In the old days, deep learning didn't work well, so everyone used the beautiful Sigmoid function as their expression. However, after being able to move it, some people tried various things, and it is said that ReLU has come to be used in such a situation.

5. Leaky ReLU function

#Leaky ReLU function
def leaky_relu(x):
    return np.where(x > 0, x , 0.01 * x)

#Differentiation of Leaky ReLU function
def leaky_relu_d(x):
    return np.where(x>0,1,0.01)

#graph display
x = np.arange(-5.0, 5.0, 0.01)
plt.plot(x, leaky_relu(x), label='leaky_relu')
plt.plot(x, leaky_relu_d(x), label='leaky_relu_d')
plt.ylim(-1.1, 1.1)  
plt.legend()  
plt.grid()
plt.show()

スクリーンショット 2020-02-10 09.19.25.png

** Leaky ReLU function: ** スクリーンショット 2020-02-10 21.45.58.png ** Differentiation of Leaky ReLU function: ** スクリーンショット 2020-02-10 21.39.25.png

The Leaky ReLU function is derived from the ReLU function and has a slope of 0.01x even if x is 0 or less. It was expected that the optimization would be more advanced than the ReLU function, but it seems to be quite limited if the optimization works better than the ReLU function.

6. Experience the difference in the performance of the activation function

Finally, let's realize how much the optimization performance differs depending on the activation function.

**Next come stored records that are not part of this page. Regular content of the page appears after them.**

PR #8692, opened 2025-07-17
feat(crypt): implement OpenChunkWriter support

darthShadow:
Add chunked writing support to crypt backend with proper encryption block alignment and nonce management. Enables parallel uploads for encrypted files when underlying backend supports OpenChunkWriter or OpenWriterAt.

NOTE: Most of this code has been written by Claude after significant number of hours spent discussing on the approach and handling of both OpenChunkWriter & OpenWriterAt in the underlying FS.

All the tests seem to be passing.

Implements OpenChunkWriter for the crypt backend

N/A

#### Checklist

### DIFF
--- a/backend/crypt/crypt.go
+++ b/backend/crypt/crypt.go
@@ -2,12 +2,15 @@
 package crypt
 
 import (
+	"bytes"
 	"context"
+	"crypto/sha256"
 	"errors"
 	"fmt"
 	"io"
 	"path"
 	"strings"
+	"sync"
 	"time"
 
 	"github.com/rclone/rclone/fs"
@@ -296,6 +299,11 @@ func NewFs(ctx context.Context, name, rpath string, m configmap.Mapper) (fs.Fs, 
 
 	// Enable ListP always
 	f.features.ListP = f.ListP
+
+	// Enable OpenChunkWriter if underlying backend supports it or OpenWriterAt
+	if wrappedFs.Features().OpenChunkWriter != nil || wrappedFs.Features().OpenWriterAt != nil {
+		f.features.OpenChunkWriter = f.OpenChunkWriter
+	}
 
 	return f, err
 }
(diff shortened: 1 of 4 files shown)


backend/crypt/crypt.go
```diff
@@ -297,6 +300,11 @@ func NewFs(ctx context.Context, name, rpath string, m configmap.Mapper) (fs.Fs,
 	// Enable ListP always
 	f.features.ListP = f.ListP
 
+	// Enable OpenChunkWriter if underlying backend supports it or OpenWriterAt
```
ncw, line 303: Because of the `Fill` above, the `OpenChunkWriter` feature is likely to be set already, so this should clear it if it can't be implemented I think.

backend/crypt/crypt.go
```diff
@@ -1135,6 +1143,428 @@ func (f *Fs) Shutdown(ctx context.Context) error {
 	return do(ctx)
 }
 
+// OpenChunkWriter opens a ChunkWriter for chunked writing
+func (f *Fs) OpenChunkWriter(ctx context.Context, remote string, src fs.ObjectInfo, options ...fs.OpenOption) (info fs.ChunkWriterInfo, writer fs.ChunkWriter, err error) {
+	// Check if data encryption is disabled
+	if f.opt.NoDataEncryption {
+		// For unencrypted data, just delegate to underlying backend
+		do := f.Fs.Features().OpenChunkWriter
+		if do == nil {
```
ncw, line 1152: Probably what we should do here is declare support for `OpenWriterAt` if the underlying backend supports it **and** NoDataEncryption is set.

The multipart copy routines have a very similar adaptor already and it would be better to use that one.

backend/crypt/crypt.go
```diff
@@ -1135,6 +1143,428 @@ func (f *Fs) Shutdown(ctx context.Context) error {
...
+		// Check if underlying backend supports OpenWriterAt
+		openWriterAt := f.Fs.Features().OpenWriterAt
+		if openWriterAt == nil {
+			return info, nil, fs.ErrorNotImplemented
+		}
+		// Use adapter to convert OpenWriterAt to OpenChunkWriter
+		do = f.openChunkWriterFromOpenWriterAt(openWriterAt)
+	}
+
+	// Generate a random nonce for this file
```
ncw, line 1175: Can't we use `cipher.newEncrypter` to do this which creates the file header and nonce?

backend/crypt/crypt.go
```diff
@@ -1135,6 +1143,428 @@ func (f *Fs) Shutdown(ctx context.Context) error {
...
+		LeavePartsOnError: underlyingInfo.LeavePartsOnError,
+	}
+
+	return info, cryptWriter, nil
+}
+
+// calculateOptimalChunkSize calculates chunk size aligned to encryption block boundaries
+func (f *Fs) calculateOptimalChunkSize(baseChunkSize int64, fileSize int64) int64 {
+	if baseChunkSize <= 0 {
+		baseChunkSize = 5 * 1024 * 1024 // 5MB default
```
ncw, line 1216: This should probably be configurable with a `--crypt-chunk-size` parameter.

backend/crypt/crypt.go
```diff
@@ -1135,6 +1143,428 @@ func (f *Fs) Shutdown(ctx context.Context) error {
...
+	}
+
+	// Align to encryption block boundaries to avoid partial blocks
+	blocksPerChunk := (baseChunkSize + blockDataSize - 1) / blockDataSize
+	alignedChunkSize := blocksPerChunk * blockDataSize
+
+	// Ensure reasonable parallelism for smaller files
```
ncw, line 1223: Does this make a difference? I'd be inclined to remove this code unless it demonstrates a significant improvement as none of the other multi-chunk backends do this.

backend/crypt/crypt.go
```diff
@@ -1135,6 +1143,428 @@ func (f *Fs) Shutdown(ctx context.Context) error {
...
+	chunkSize int64
+	chunks    int
+	writerAt  fs.WriterAtCloser
+	f         fs.Fs
+	closed    bool
+
+	// Track chunk ordering for variable-sized chunks (encryption)
+	chunkOffsets  map[int]int64  // chunk number -> file offset
+	pendingChunks map[int][]byte // buffered chunks waiting to be written
+	mu            sync.Mutex
```
ncw, line 1298: Our convention is to put the mutex above all the things which need protecting, so likely any mutable state in `writerAtChunkWriter`

backend/crypt/crypt.go
```diff
@@ -1135,6 +1143,428 @@ func (f *Fs) Shutdown(ctx context.Context) error {
...
+	nextOffset    int64
+	nextChunk     int // next chunk number we expect to write
+}
+
+// WriteChunk writes chunkNumber from reader
+func (w *writerAtChunkWriter) WriteChunk(ctx context.Context, chunkNumber int, reader io.ReadSeeker) (int64, error) {
+	fs.Debugf(w.remote, "writing chunk %v", chunkNumber)
+
+	// Read the chunk data into memory
+	chunkData, err := io.ReadAll(reader)
```
ncw, line 1308: This should be using `lib/pool/RW` for its memory management then it will fit into the rest of rclone's memory usage and will mmap memory with --use-mmap etc.

backend/crypt/crypt.go
```diff
@@ -1135,6 +1143,428 @@ func (f *Fs) Shutdown(ctx context.Context) error {
...
+	if err != nil {
+		return 0, err
+	}
+
+	w.mu.Lock()
+	defer w.mu.Unlock()
+
+	// If this is the next chunk we're waiting for, write it immediately
```
ncw, line 1316: Why does this re-order the chunks? The whole point of this interface is that it can be called concurrently.

Provided you are careful with the nonce I don't see why you shouldn't just write the chunks as they come in.

backend/crypt/crypt.go
```diff
@@ -1135,6 +1143,428 @@ func (f *Fs) Shutdown(ctx context.Context) error {
...
+func getKeys(m map[int][]byte) []int {
+	keys := make([]int, 0, len(m))
+	for k := range m {
+		keys = append(keys, k)
+	}
+	return keys
+}
+
+// Abort the chunk writing
+func (w *writerAtChunkWriter) Abort(ctx context.Context) error {
```
ncw, line 1416: This should call the underlying chunk writers abort also

ncw (commented):
I gave this a quick once over - see comments inline :-)

I'm not sure I understand why you are buffering the blocks and writing them in-order - that will kill the performance gain I would have thought.

Thinking about this further, the header is a bit of a problem isn't it.

The OpenChunkWriter expects all chunks to be the same size, except for the last one.

Not sure how we can square that with the initial 32 byte header then the 64k chunks.

So I can see this working fine for an underlying backend which implements OpenWriterAt but not one which implements OpenChunkWriter as there is no size of chunks which lets you write the 32 byte header.

Maybe that is what the buffering of chunks is about.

[TensorFlow PlayGround](http://playground.tensorflow.org/#activation=relu&batchSize=10&dataset=circle&regDataset=reg-plane&learningRate=0.03&regularizationRate=0&noise=0&networkShape=3,3&seed=0.34380&showTestData=false&discretize=false&percrain True & xTimesY = false & xSquared = false & ySquared = false & cosX = false & sinX = false & cosY = false & sinY = false & collectStats = false & problem = classification & initZero = false & hideText = false)

スクリーンショット 2020-02-11 14.32.09.png Let's check the convergence time by setting a two-layer neural network with these three neurons, switching the activation (activation function) in the red frame.

There are some stochastic problems, but the convergence time is about 10 times faster than Sigmoid and ReLU is about 2 times faster than Tanh.